- _What you should do_
Search the data for "useIntl". Return each matching line.

- _Available records_
PR #2406, opened 2021-03-25
G number chart

VWSCoronaDashboard13:
## Summary

G-number chart 

## Motivation

New chart 🎉

## Detailed design

image

Created a VerticalBarChart component that is modeled after the TimeSeriesChart so it has a lot of the same parameters, accepts multiple series (But only accepts the new BarSeriesDefinition), and uses a lot of the same base components since both are based on Time Series. This was done for the sake of consistency, potentially allowing this chart to accept multiple series for a stacked bar chart, and to make it easier to merge this into the TimeSeriesChart in the future if desired.

The two charts share the following components:
- ChartContainer (onHover is now optional since hovering the entire chart is not applicable for bars)
- Overlay
- Axes

Note: These above components could be used with minimal alterations which is why I opted to use them rather than making new components. I can make simplified versions for the bar chart if that is preferable.

All differing components/logic were recreated in matching logic and component directories within VerticalBarChart
Some notable differences: 
- Series config only accepts the new "bar" type
- VerticalBarChart accepts date spans, but it uses the date_end_unix value to determine where it is placed on the x-axis
- VerticalBarChart shows negative values
- The onHover function is passed an index (from the bar that is hovered) rather than using a bisect function (this seemed simpler code wise, but the bisect function can be re-added)

Visually the graph looks different from the original design, however these have already been discussed with a designer. For example, the bottom axes should be consistent with existing TimeSeriesCharts and the tooltip should be consistent across all graphs if possible.

Note: Most of the comments/TODO were copied from the TimeSeriesChart

## Drawbacks

There is the option to pass in multiple series to this chart component, but it doesn't really handle it properly since there is no use case or design for this yet. This means there is a little bit of code that is not being used, but I do think keeping a consistent interface with the TimeSeriesChart is worth this drawback and we can always build on top of this chart to account for those cases when the design is available in the future.


packages/app/src/components-styled/vertical-bar-chart/components/bar-hover.tsx
```diff
@@ -0,0 +1,27 @@
...
+  barWidth,
+}: BarHoverProps<T>) {
+  return (
+    <Bar
+      fill={'rgba(0, 0, 0, 0.03)'}
+      x={point.x}
+      y={0}
+      width={barWidth}
+      height={bounds.height}
+      transform={`translate(-${barWidth / 2}, 0)`}
```
VWSCoronaDashboard4, line 24:
```suggestion
      transform={'translateX(-50%)'}
```

packages/app/src/components-styled/vertical-bar-chart/logic/series.tsx
```diff
@@ -0,0 +1,123 @@
...
+  values: T[],
+  seriesConfig: BarSeriesConfig<T>
+) {
+  const metricProperties = seriesConfig.flatMap((x) => x.metricProperty);
+
+  const extremeValues = values
+    .map((x) => {
+      const trendValues = Object.values(pick(x, metricProperties)) as (
+        | number
+        | null
```
VWSCoronaDashboard4, line 112: can we use `undefined` here?

packages/app/src/domain/tested/g-number-bar-chart-tile.tsx
```diff
@@ -0,0 +1,101 @@
...
+
+interface GNumberBarChartTileProps {
+  data: NlGNumber;
+  siteText: AllLanguages;
+  timeframeOptions?: TimeframeOption[];
+}
+
+export function GNumberBarChartTile({
+  data: __data,
+  // siteText,
```
VWSCoronaDashboard4, line 38: comments can be removed if not needed

packages/app/src/domain/tested/g-number-bar-chart-tile.tsx
```diff
@@ -0,0 +1,101 @@
...
+  const last_value: NlGNumberValue = values[values.length - 1];
+
+  return (
+    <ChartTileWithTimeframe
+      title={text.title}
+      description={text.description}
+      timeframeOptions={timeframeOptions}
+      metadata={{
+        date: last_value.date_of_insertion_unix,
+        // source: 'source',
```
VWSCoronaDashboard4, line 60: this probably needs to be added

packages/app/src/domain/tested/g-number-bar-chart-tile.tsx
```diff
@@ -0,0 +1,101 @@
...
+                  label: 'G Number',
+                },
+              ]}
+              formatTooltip={({ value }) => {
+                return (
+                  <>
+                    <InlineText fontWeight="bold">
+                      {`${formatPercentage(value.g_number)}% `}
+                    </InlineText>
+                    getaald
```
VWSCoronaDashboard4, line 91: move to locale

packages/app/src/domain/tested/g-number-bar-chart-tile.tsx
```diff
@@ -0,0 +1,101 @@
...
+      metadata={{
+        date: last_value.date_of_insertion_unix,
+        // source: 'source',
+      }}
+    >
+      {(timeframe) => (
+        <ParentSize>
+          {({ width }) => (
+            <VerticalBarChart
+              title="G Number"
```
VWSCoronaDashboard4, line 67: move to locale

packages/app/src/domain/tested/g-number-bar-chart-tile.tsx
```diff
@@ -0,0 +1,101 @@
...
+              dataOptions={{
+                isPercentage: true,
+              }}
+              seriesConfig={[
+                {
+                  type: 'bar',
+                  metricProperty: 'g_number',
+                  color: colors.data.primary,
+                  secondaryColor: colors.red,
+                  label: 'G Number',
```
VWSCoronaDashboard4, line 82: move to locale

packages/app/src/pages/index.tsx
```diff
@@ -146,6 +147,9 @@ const Home = (props: StaticProps<typeof getStaticProps>) => {
               <Search />
             </Box>
 
+            {/* @ts-expect-error @TODO Pass in data and sitetext */}
```
VWSCoronaDashboard4, line 150: siteText / locale can be hooked with `useIntl`

packages/app/src/components-styled/vertical-bar-chart/logic/series.tsx
```diff
@@ -0,0 +1,123 @@
...
+    return [];
+  }
+
+  if (isDateSeries(values)) {
+    return values.map((x) => ({
+      /**
+       * This is messy and could be improved.
+       */
+      __value: (x[metricProperty] ?? undefined) as number | undefined,
+      // @ts-expect-error @TODO figure out why the type guard doesn't work
```
VWSCoronaDashboard4, line 67: there are various todos like this in this PR, perhaps figure out a way to deal with them?

packages/app/src/components-styled/vertical-bar-chart/components/bar-hover.tsx
VWSCoronaDashboard13: This is what I tried originally, but it didn't work :/

packages/app/src/components-styled/vertical-bar-chart/logic/series.tsx
VWSCoronaDashboard13: This was pulled from the TimeSeriesChart so keeping this null is more consistent. I believe this needs to be null since that's what is provided in the data?

packages/app/src/components-styled/vertical-bar-chart/components/bar-hover.tsx
VWSCoronaDashboard10: Probably because this isn't a css transform but an svg transform

VWSCoronaDashboard10 (commented):
actually looking pretty good 👍

packages/app/src/components-styled/vertical-bar-chart/components/bar-trend.tsx
```diff
@@ -0,0 +1,104 @@
...
+        const fillColor = value.__value
+          ? value.__value > 0
+            ? color
+            : secondaryColor
+          : 'transparent';
+
+        const { x, y, height } = getRectPosition(value);
+        return (
+          <Group
+            id={barId}
```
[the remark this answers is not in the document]
VWSCoronaDashboard13: it's not necessary. I can remove it 👍

packages/app/src/domain/tested/g-number-bar-chart-tile.tsx
```diff
@@ -0,0 +1,101 @@
...
+      description={text.description}
+      timeframeOptions={timeframeOptions}
+      metadata={{
+        date: last_value.date_of_insertion_unix,
+        // source: 'source',
+      }}
+    >
+      {(timeframe) => (
+        <ParentSize>
+          {({ width }) => (
```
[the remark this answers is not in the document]
VWSCoronaDashboard13: done 👍

packages/app/src/components-styled/vertical-bar-chart/logic/series.tsx
```diff
@@ -0,0 +1,112 @@
...
+  isDateSeries,
+  isDateSpanSeries,
+  TimestampedValue,
+} from '@corona-dashboard/common';
+import { useMemo } from 'react';
+import { pick } from 'lodash';
+import { isPresent } from 'ts-is-present';
+import { SeriesSingleValue } from '~/components-styled/time-series-chart/logic/series';
+
+export type BarSeriesConfig<
```
VWSCoronaDashboard8, line 11: Since this file is local to your chart, I suggest you call it SeriesConfig, to keep the code more in-line with time series chart. It makes it easier to merge things later if we want to.

packages/app/src/components-styled/vertical-bar-chart/logic/series.tsx
```diff
@@ -0,0 +1,112 @@
...
+  values: T[],
+  seriesConfig: BarSeriesConfig<T>
+) {
+  return useMemo(() => getSeriesList(values, seriesConfig), [
+    values,
+    seriesConfig,
+  ]);
+}
+
+export type BarSeriesList = SeriesSingleValue[][];
```
VWSCoronaDashboard8, line 33: Same here, this can just be called SeriesList like in the other code

packages/app/src/components-styled/vertical-bar-chart/components/bar-trend.tsx
```diff
@@ -0,0 +1,104 @@
...
+) {
+  return function getRectPosition(value: SeriesSingleValue) {
+    const valuePosition = getY(value);
+
+    return {
+      x: getX(value),
+      y: Math.min(zeroPosition, valuePosition),
+      height: Math.abs(zeroPosition - valuePosition),
+    };
+  };
```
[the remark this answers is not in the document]
VWSCoronaDashboard13: ahh yeah, that is cleaner 👍

packages/app/src/components-styled/time-series-chart/components/axes.tsx
```diff
@@ -17,7 +17,7 @@ import { useIntl } from '~/intl';
 
 type AxesProps = {
   bounds: Bounds;
-  xScale: ScaleLinear<number, number>;
+  xScale: ScaleLinear<number, number> | ScaleBand<number>;
```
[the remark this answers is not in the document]
VWSCoronaDashboard13: Do you think this warrants a duplicate component specifically for the bar chart for just this accepting a different type of scale? I feel like that might not be necessary until we need them to look different since they currently have the exact same logic

packages/app/src/components-styled/time-series-chart/components/tooltip/tooltip-series-list.tsx
```diff
@@ -66,7 +65,7 @@ export function TooltipSeriesList<T extends TimestampedValue>({
 
   const dateString = getDateStringFromValue(value);
 
-  const seriesConfig: SeriesConfig<T> = markNearestPointOnly
+  const seriesConfig: TooltipSeriesConfig<T> = markNearestPointOnly
```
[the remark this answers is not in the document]
VWSCoronaDashboard13: I created a tooltip directory for the VerticalBarChart and moved a lot of the tooltip positioning and visual code to a `TooltipWrapper` component that both tooltips use 👍

packages/app/src/components-styled/time-series-chart/components/tooltip/types.ts
```diff
@@ -42,3 +51,12 @@ export type TooltipData<T extends TimestampedValue> = {
...
 ) => React.ReactNode;
+
+export type TooltipSeriesConfig<T extends TimestampedValue> = (
+  | LineSeriesDefinition<T>
+  | AreaSeriesDefinition<T>
+  | RangeSeriesDefinition<T>
+  | InvisibleSeriesDefinition<T>
+  | StackedAreaSeriesDefinition<T>
+  | BarSeriesDefinition<T>
+)[];
```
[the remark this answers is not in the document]
VWSCoronaDashboard13: This type was removed 👍

packages/app/src/components-styled/time-series-chart/components/axes.tsx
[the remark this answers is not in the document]
VWSCoronaDashboard8: No you're right if it's only a minor change like this we should keep the component shared 👍

packages/app/src/components-styled/vertical-bar-chart/logic/series.tsx
```diff
@@ -0,0 +1,110 @@
...
+  values: T[],
+  metricProperty: keyof T
+): SeriesSingleValue[] {
+  if (values.length === 0) {
+    return [];
+  }
+
+  if (isDateSeries(values)) {
+    return values.map((x) => ({
+      __value: (x[metricProperty] ?? undefined) as number | undefined,
```
VWSCoronaDashboard8, line 56:
```suggestion
      __value: x[metricProperty] as number | undefined,
```
Maybe not your code, but I think this does exactly the same

packages/app/src/components-styled/vertical-bar-chart/logic/series.tsx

- _Result_
VWSCoronaDashboard4, line 150: siteText / locale can be hooked with `useIntl`
@@ -17,7 +17,7 @@ import { useIntl } from '~/intl';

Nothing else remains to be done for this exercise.